Ha! With a lot less drive, and expectations... Saturday far exceeded expectations


----------



## Duckman Racing (Oct 11, 2004)

Anybody make it out today? Been at deer camp all week, might try it again Tuesday if there's still birds around.


----------



## Far Beyond Driven (Jan 23, 2006)

Got sucked into a tooling run off. On a vacation day. Tool was not ready. No one told me. Left and got lunch. Currently consuming alcohol and crunching data. Not even looking at it before it uploads.


----------



## tkpolasek (Mar 4, 2002)

Duckman Racing said:


> Anybody make it out today? Been at deer camp all week, might try it again Tuesday if there's still birds around.
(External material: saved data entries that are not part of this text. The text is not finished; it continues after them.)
PR #862, opened 2020-08-06
azureManagedControlPlane webhooks

### LINKED ISSUE #612: [managedcluster] validating webhook for DNS IP

jroden:
Adds defaulting & validating webhooks for amcp objects.

Fixes #612  #615 

Thanks for the help! :smile: 

**TODOs**:

- [x] squashed commits
- [ ] includes documentation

Had all intentions of hitting it this afternoon until I got a phone call last night. Ended up hunting a private piece this morning instead. Was a good choice. We shot 30 geese and 9 ducks by 9:30 am.


----------



## GRUNDY (Jun 18, 2005)

Good choice!


----------



## highcaliberconsecrator (Oct 16, 2009)

Only ones there were me and a buddy. There was only one feed….same. Made the choice easy. Ran 13 dozen silos and 4 full body duck sleepers. No gadgets. The teal was in the field when we arrived. Obviously something not right with it. Had most of our birds by 230. Geese always getting in the way of a good duck hunt. Scouted tonight…things are changing. About time.


----------



## GRUNDY (Jun 18, 2005)

Nice work! Thats Karma from last Saturday.

Have they opened the S side of Apple yet?


----------



## Rockydawg (Dec 8, 2019)

South side not open as of yesterday


----------



## GRUNDY (Jun 18, 2005)

Baaaah!


----------



## Duckman Racing (Oct 11, 2004)

South side is open today. Except field 44.


----------



## Duckman Racing (Oct 11, 2004)

4 parties in the draw this morning. Made the mistake of being party 1, ended up drawn 3rd. Just low enough to get the field that I didn't want, but it had a bunch of birds in it last night, so I went for it.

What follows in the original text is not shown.